Material for the task →
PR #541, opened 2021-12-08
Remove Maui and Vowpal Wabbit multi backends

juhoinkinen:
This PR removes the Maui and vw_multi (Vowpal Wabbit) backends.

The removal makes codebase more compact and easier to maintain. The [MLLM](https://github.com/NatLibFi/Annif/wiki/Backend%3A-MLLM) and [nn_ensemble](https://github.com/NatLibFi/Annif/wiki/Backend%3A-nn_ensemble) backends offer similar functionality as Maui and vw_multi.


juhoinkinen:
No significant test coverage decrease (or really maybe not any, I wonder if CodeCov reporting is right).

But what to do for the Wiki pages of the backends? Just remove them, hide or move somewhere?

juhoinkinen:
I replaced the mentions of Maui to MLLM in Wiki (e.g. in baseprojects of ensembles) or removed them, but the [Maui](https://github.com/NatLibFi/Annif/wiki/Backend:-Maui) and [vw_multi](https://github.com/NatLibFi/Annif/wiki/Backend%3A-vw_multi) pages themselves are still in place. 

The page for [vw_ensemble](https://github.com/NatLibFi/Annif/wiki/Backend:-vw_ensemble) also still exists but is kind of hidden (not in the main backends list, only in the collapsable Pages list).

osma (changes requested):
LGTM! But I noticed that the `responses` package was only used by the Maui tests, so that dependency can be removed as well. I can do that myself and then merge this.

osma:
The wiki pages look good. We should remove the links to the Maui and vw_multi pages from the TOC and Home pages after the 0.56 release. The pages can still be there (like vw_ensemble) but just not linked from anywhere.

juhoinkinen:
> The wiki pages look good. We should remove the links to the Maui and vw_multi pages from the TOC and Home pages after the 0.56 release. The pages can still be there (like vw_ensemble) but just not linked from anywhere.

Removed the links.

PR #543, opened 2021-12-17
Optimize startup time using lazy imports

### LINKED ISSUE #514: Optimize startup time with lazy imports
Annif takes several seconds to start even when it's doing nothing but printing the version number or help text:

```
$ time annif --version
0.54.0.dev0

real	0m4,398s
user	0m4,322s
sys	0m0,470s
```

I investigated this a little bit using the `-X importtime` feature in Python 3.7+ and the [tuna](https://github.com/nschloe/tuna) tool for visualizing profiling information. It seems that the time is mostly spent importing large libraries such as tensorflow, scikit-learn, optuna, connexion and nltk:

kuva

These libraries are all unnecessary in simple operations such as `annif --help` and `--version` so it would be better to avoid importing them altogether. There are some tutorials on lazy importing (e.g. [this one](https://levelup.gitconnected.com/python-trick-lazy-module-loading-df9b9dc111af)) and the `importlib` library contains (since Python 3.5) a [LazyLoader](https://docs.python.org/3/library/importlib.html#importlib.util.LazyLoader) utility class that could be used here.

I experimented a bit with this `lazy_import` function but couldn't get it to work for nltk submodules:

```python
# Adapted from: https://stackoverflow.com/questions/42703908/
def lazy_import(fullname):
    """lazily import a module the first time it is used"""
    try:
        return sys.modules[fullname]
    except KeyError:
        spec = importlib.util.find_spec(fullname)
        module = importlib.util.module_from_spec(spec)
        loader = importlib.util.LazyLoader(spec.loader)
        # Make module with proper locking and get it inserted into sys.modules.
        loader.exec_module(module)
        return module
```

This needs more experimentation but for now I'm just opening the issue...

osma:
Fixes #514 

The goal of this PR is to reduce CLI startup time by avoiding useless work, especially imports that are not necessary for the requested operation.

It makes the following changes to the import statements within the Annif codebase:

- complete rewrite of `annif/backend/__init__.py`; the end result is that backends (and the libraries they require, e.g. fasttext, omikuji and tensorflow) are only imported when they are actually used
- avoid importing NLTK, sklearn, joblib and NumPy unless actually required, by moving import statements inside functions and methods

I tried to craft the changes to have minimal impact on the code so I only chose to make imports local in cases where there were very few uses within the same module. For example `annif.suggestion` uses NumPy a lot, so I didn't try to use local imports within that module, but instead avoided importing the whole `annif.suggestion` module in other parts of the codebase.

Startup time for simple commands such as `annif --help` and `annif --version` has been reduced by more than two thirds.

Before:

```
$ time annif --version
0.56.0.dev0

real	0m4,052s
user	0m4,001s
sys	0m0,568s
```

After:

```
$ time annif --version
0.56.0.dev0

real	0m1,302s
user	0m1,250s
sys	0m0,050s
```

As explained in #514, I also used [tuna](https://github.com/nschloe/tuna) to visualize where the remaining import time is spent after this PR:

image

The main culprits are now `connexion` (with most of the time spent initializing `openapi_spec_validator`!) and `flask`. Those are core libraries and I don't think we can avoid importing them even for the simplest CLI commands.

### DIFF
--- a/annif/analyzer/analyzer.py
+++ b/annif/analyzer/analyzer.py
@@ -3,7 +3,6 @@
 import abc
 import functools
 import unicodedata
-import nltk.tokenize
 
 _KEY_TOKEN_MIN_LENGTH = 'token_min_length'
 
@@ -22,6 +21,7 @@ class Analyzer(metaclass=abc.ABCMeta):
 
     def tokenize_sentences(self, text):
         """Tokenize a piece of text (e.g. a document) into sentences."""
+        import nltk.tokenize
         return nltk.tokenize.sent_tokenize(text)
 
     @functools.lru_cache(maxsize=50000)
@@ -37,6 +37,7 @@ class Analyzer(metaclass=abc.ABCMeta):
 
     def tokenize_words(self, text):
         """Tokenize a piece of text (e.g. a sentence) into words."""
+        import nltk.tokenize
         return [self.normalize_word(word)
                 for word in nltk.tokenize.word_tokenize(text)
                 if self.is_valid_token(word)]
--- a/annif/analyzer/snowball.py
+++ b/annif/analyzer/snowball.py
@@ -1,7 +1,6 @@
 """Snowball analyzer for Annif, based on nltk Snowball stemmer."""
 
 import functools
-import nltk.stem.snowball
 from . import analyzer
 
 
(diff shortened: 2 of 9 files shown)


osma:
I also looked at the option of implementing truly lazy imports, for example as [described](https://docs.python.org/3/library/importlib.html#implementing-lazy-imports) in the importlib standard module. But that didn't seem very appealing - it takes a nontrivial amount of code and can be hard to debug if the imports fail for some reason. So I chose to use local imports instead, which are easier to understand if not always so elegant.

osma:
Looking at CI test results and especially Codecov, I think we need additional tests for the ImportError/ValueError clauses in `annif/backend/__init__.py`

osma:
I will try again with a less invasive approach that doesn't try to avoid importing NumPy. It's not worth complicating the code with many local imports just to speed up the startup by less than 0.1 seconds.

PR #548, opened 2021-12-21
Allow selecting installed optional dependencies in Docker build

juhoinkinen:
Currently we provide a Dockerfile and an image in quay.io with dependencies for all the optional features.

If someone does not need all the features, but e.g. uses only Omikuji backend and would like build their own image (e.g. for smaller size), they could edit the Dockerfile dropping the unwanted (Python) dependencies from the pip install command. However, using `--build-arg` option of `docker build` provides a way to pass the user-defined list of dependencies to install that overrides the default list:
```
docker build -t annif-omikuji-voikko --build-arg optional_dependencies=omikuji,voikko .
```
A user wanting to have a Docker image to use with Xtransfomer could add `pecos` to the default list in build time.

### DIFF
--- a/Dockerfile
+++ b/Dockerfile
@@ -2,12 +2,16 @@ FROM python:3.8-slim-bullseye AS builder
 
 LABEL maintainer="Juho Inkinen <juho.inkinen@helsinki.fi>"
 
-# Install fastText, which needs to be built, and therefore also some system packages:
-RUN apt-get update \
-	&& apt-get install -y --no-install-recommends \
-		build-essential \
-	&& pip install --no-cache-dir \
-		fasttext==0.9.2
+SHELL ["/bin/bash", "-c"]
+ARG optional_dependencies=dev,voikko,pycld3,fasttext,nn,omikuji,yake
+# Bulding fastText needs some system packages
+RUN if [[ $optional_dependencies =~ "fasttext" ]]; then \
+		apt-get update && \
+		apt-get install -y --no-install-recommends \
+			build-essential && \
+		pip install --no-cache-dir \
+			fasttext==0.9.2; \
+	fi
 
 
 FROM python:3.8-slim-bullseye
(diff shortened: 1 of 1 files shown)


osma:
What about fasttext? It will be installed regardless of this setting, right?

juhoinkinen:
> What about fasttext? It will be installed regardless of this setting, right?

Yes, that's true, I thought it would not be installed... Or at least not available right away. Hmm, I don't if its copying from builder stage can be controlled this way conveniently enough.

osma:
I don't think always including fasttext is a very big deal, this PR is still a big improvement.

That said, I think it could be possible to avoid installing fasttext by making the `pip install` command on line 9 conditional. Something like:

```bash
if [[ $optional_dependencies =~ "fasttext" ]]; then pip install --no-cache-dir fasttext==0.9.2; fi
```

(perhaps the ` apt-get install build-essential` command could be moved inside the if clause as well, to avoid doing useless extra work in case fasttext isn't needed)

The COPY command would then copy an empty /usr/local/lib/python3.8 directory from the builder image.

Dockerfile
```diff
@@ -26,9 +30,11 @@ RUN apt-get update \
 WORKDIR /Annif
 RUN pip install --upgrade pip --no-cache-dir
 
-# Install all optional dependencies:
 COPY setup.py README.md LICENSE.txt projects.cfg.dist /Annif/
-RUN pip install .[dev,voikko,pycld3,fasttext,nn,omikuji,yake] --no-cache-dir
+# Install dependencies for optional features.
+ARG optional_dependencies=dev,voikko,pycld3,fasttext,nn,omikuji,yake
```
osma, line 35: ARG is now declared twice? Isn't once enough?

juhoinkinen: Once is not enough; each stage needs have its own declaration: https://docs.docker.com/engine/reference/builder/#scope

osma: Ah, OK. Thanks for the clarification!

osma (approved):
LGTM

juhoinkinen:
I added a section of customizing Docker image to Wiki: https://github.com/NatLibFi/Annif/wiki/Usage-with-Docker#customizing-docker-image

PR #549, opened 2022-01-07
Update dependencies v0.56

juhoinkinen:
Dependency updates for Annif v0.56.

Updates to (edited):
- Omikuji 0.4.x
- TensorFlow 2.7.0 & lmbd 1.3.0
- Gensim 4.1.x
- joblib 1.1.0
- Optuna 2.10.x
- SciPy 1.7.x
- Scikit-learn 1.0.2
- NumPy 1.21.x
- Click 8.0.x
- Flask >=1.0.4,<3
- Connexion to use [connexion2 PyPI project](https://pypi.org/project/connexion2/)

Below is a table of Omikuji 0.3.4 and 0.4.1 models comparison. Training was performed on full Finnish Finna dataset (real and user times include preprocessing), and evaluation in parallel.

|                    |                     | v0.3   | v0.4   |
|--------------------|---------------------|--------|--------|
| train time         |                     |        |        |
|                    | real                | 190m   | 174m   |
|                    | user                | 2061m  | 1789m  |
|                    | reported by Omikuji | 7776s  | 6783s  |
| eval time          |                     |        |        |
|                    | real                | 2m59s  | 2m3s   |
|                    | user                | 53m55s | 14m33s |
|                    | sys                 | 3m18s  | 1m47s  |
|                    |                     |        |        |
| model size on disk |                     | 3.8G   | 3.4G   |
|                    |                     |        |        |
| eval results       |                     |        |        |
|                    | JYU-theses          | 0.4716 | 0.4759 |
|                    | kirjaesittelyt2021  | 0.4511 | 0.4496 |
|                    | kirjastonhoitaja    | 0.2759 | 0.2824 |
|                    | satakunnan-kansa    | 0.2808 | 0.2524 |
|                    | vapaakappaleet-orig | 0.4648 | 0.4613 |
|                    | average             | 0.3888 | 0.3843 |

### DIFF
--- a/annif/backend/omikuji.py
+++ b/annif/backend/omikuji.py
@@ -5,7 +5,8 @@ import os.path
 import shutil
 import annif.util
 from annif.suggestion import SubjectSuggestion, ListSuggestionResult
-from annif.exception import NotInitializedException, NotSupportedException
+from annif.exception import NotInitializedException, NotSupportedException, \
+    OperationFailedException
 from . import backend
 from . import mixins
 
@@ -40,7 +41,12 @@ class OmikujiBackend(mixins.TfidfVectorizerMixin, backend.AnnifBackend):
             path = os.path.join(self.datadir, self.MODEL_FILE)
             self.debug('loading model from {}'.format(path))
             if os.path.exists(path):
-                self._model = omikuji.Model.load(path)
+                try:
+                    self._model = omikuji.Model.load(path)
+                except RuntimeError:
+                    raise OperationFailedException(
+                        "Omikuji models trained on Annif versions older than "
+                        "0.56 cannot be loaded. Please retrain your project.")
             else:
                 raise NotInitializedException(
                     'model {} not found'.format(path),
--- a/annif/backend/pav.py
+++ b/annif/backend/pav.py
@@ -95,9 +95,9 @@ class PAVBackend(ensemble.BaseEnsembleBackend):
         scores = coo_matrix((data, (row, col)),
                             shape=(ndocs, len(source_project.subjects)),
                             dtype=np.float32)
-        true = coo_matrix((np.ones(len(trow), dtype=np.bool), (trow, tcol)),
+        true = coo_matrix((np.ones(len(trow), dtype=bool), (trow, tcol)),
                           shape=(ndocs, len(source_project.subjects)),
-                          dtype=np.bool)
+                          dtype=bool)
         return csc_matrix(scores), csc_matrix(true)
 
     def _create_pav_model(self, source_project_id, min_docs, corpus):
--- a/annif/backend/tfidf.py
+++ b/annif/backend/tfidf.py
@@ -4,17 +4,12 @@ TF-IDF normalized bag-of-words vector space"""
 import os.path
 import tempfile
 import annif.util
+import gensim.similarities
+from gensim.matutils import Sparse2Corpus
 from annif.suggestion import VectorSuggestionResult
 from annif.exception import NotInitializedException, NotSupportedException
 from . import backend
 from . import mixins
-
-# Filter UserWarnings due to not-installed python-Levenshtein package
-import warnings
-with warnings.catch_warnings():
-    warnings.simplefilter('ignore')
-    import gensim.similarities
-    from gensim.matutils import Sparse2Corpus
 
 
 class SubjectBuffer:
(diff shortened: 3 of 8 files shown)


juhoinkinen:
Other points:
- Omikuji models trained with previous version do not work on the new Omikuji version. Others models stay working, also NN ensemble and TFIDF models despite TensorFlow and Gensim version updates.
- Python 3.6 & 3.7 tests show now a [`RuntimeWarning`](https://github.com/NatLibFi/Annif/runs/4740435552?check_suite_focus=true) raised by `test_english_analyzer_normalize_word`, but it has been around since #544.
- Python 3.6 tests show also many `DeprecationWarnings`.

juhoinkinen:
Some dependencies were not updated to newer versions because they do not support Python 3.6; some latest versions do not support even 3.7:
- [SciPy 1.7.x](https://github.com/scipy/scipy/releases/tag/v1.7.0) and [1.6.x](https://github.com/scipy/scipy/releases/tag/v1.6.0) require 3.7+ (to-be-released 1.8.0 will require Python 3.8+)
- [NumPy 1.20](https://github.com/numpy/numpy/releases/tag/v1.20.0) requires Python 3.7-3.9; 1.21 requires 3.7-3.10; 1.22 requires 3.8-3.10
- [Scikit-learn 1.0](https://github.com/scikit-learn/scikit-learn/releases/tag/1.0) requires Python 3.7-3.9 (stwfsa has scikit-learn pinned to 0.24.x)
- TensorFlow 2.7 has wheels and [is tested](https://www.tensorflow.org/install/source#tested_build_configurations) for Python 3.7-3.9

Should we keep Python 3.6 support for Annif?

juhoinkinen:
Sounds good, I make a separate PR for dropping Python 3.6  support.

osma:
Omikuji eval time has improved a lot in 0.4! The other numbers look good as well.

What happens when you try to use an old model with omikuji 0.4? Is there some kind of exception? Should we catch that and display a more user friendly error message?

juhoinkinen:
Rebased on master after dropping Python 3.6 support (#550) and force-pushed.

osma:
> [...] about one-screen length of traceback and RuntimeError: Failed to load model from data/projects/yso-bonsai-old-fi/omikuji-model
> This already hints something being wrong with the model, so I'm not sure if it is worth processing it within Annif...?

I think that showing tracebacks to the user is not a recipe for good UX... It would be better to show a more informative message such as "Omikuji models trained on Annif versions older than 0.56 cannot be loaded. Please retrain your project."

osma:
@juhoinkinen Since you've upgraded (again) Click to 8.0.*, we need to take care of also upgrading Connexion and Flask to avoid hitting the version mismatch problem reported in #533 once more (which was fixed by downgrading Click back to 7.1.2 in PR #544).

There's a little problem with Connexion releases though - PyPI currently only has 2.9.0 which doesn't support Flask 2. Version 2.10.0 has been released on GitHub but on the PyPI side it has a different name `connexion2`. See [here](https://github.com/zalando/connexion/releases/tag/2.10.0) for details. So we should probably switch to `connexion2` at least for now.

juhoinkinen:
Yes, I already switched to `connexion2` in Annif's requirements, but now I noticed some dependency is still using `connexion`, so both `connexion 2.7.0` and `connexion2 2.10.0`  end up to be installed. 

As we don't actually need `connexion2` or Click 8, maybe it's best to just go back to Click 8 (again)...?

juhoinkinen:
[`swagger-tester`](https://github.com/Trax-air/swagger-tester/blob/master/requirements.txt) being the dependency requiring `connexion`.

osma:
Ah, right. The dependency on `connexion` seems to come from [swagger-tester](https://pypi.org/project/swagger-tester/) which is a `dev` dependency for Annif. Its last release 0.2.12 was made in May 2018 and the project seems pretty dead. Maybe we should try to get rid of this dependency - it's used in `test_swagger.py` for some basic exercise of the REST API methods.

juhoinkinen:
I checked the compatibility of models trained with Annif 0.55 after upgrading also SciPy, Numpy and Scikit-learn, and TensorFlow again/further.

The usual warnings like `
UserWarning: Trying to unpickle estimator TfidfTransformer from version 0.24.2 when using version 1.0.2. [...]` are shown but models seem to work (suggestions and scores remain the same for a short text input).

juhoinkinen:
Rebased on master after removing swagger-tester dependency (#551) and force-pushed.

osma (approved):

Exercise requirements →
Tally the lines of the material above that include the string "loading", then give only the tally.

Written answer →
2